PR #334, opened 2019-02-20
Phase 2 in conversion to asciidoc

karenzone:
More work toward the move to asciidoc:
- Added new files and content.
- Played with the content of *Base Fields* to demonstrate a three-column format.
- Watch for possible terminology change from "core and extended" to "core and custom" for fields.

Want to see this rendered? https://ecs-docs.firebaseapp.com/ecs2/


docs/index.asciidoc
```diff
@@ -16,58 +12,31 @@ data from sources like logs and metrics or IT operations
 analytics and security analytics.
 
 ECS is still under development and backward compatibility is not guaranteed. Any
-feedback on the general structure, missing fields, or existing fields is appreciated.
-For contributions please read the  https://github.com/elastic/ecs/blob/master/CONTRIBUTING.md[Contribution Guidelines].
+feedback on the general structure, missing fields, or existing fields is
+appreciated. For contributions please read the
```
webmat: I think for 1.0, we should change the message here.

Here's what we're now shooting for:

- We are following Semantic Versioning, meaning:
  - Backwards compatibility during the 1.x lifetime
  - Possibility of breaking changes only at major versions
- Related: We will align ECS major version with Elastic Stack major versions

At least that's how I think we should approach it. This stability will be a big decision factor for people deciding whether or not to adopt ECS.

WDYT @MikePaquette?

cc @ruflin

docs/index.asciidoc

▶ [Problem] Each line of the records with the word "versions" in it is to be copied.

▶ [Solution to the problem]
  - Possibility of breaking changes only at major versions
- Related: We will align ECS major version with Elastic Stack major versions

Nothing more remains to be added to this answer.